Cal11 calculator

Expected Frequency Calculator Given N and P

Reviewed by Calculator Editorial Team

This calculator helps you determine the expected frequency of an event given a sample size (n) and probability (p). It's a fundamental tool in statistics for hypothesis testing and data analysis.

What is Expected Frequency?

Expected frequency is a statistical concept that represents the number of times an event is expected to occur in a given sample size, based on a known probability. It's calculated by multiplying the sample size by the probability of the event.

In hypothesis testing, expected frequencies are used to compare observed frequencies with what would be expected under the null hypothesis. This comparison helps determine whether there's a statistically significant difference between the observed data and the expected distribution.

Expected frequency is different from observed frequency, which is the actual count of events observed in a sample. The chi-square test, for example, compares expected and observed frequencies to assess goodness of fit.

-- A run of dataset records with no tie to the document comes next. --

PR #2324, opened 2024-02-05
Fix offender sar creation page flow 

lucas-shaw:
## Description
For valid and rejected offender sar creation. When swapping midway through the creation steps from valid to rejected (e.g if the user changed their mind on the case type to create), the state was not changing to reflect this change. 

Therefore, starting a valid case after a partially made rejected case would incorrectly render the reason-rejected page and give the case a rejected state.

## Self-review checklist

* [ ] (3) Tests passing

### DIFF
--- a/app/controllers/cases/offender_sar_controller.rb
+++ b/app/controllers/cases/offender_sar_controller.rb
@@ -29,7 +29,7 @@ module Cases
 
     def new
       permitted_correspondence_types
-      @is_rejected = params["rejected"]
+      @rejected = params["rejected"]
       authorize case_type, :can_add_case?
       @case = build_case_from_session(case_type)
       @case.current_step = params[:step]
--- a/app/controllers/cases/offender_sar_controller.rb
+++ b/app/controllers/cases/offender_sar_controller.rb
@@ -331,12 +331,12 @@ module Cases
       request_dated_exists = values.fetch("request_dated", false)
       values["request_dated"] = nil unless request_dated_exists
 
-      rejected_set_current_state(params, values)
+      rejected_set_current_state(values)
 
       correspondence_type.new(values).decorate
     end
 
-    def rejected_set_current_state(params, values)
+    def rejected_set_current_state(values)
       case params["rejected"]
       when "true"
         values["current_state"] = "rejected"
--- a/app/controllers/cases/offender_sar_controller.rb
+++ b/app/controllers/cases/offender_sar_controller.rb
@@ -29,7 +29,7 @@ module Cases
 
     def new
       permitted_correspondence_types
-      @is_rejected = params.key?("rejected")
+      @is_rejected = params["rejected"]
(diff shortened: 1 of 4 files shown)


app/controllers/cases/offender_sar_controller.rb
```diff
@@ -330,11 +330,21 @@ def build_case_from_session(correspondence_type)
...
 
       correspondence_type.new(values).decorate
     end
 
+    def rejected_set_current_state(params, values)
+      case params["rejected"]
+      when "true"
+        values["current_state"] = "rejected"
+      when "false"
+        values["current_state"] = "data_to_be_requested"
```
lucas-shaw, line 344: Not sure whether its good to hard code the 'data_to_be_requested" state, however not sure how else to do it

app/views/cases/offender_sar/_subject_details_step.html.slim
```diff
@@ -32,7 +32,7 @@
     - fieldset.radio_input(true, text_method: :humanize)
     - fieldset.radio_input(false, text_method: :humanize)
 
-  = f.hidden_field :current_state, value: "rejected" if @is_rejected
+  = f.hidden_field :current_state, value: "#{@is_rejected == "true" ? 'rejected' : 'data_to_be_requested'}"
```
lucas-shaw, line 35: as above

app/controllers/cases/offender_sar_controller.rb
vertism: What would happen if you removed the value?
```
values.delete("current_state")
```

app/views/cases/offender_sar/_subject_details_step.html.slim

How to Calculate Expected Frequency

The formula for calculating expected frequency is straightforward:

Expected Frequency = n × p

Where:

  • n = sample size (number of trials or observations)
  • p = probability of the event occurring

The result is the expected number of times the event should occur in the sample if the probability p is accurate.

Steps to Calculate

  1. Determine your sample size (n)
  2. Identify the probability (p) of the event occurring
  3. Multiply n by p to get the expected frequency
  4. Compare the result with observed frequencies if conducting a hypothesis test

For continuous data, expected frequency is calculated by integrating the probability density function over the range of interest, rather than using the simple multiplication formula.

Example Calculation

Let's say you're testing a new drug and want to know how many patients you expect to recover if the recovery rate is 70%. You have a sample of 100 patients.

Using the formula:

Expected Frequency = 100 × 0.70 = 70

This means you would expect approximately 70 patients to recover in your sample of 100.

Comparison Table

Sample Size (n) Probability (p) Expected Frequency
50 0.60 30
200 0.25 50
1000 0.10 100

Interpretation of Results

The expected frequency provides a baseline for comparison in statistical analysis. Here's how to interpret the results:

  • If the observed frequency is close to the expected frequency, it suggests the probability p is reasonable for the sample.
  • A significant difference between observed and expected frequencies may indicate the probability p is not accurate or that there's an underlying pattern in the data.
  • In hypothesis testing, a large difference between observed and expected frequencies may lead to rejecting the null hypothesis.

Expected frequency should not be confused with certainty. It represents a statistical expectation based on probability, not a guaranteed outcome.

Practical Applications

Expected frequency calculations are used in various statistical applications:

  • Quality control in manufacturing
  • Medical research and clinical trials
  • Social science surveys and polling
  • Financial risk assessment
  • Ecological studies and population analysis

Frequently Asked Questions

What is the difference between expected and observed frequency?
Expected frequency is calculated based on probability, while observed frequency is the actual count of events in a sample. The difference between them helps assess whether the probability model fits the data.
When should I use expected frequency in my analysis?
Use expected frequency when you need to compare observed data with a theoretical probability distribution, such as in chi-square tests, goodness-of-fit tests, or when validating a probability model.
Can expected frequency be greater than the sample size?
No, the expected frequency cannot exceed the sample size. If p is greater than 1, it's not a valid probability, and if n × p exceeds n, it indicates an error in the calculation or input values.
How does sample size affect expected frequency?
Larger sample sizes will generally produce larger expected frequencies for the same probability. This is because more observations provide more opportunities for the event to occur.
Is expected frequency the same as mean?
No, expected frequency is calculated as n × p, while the mean of a binomial distribution is n × p. However, for continuous distributions, the expected value (mean) is calculated differently using integration.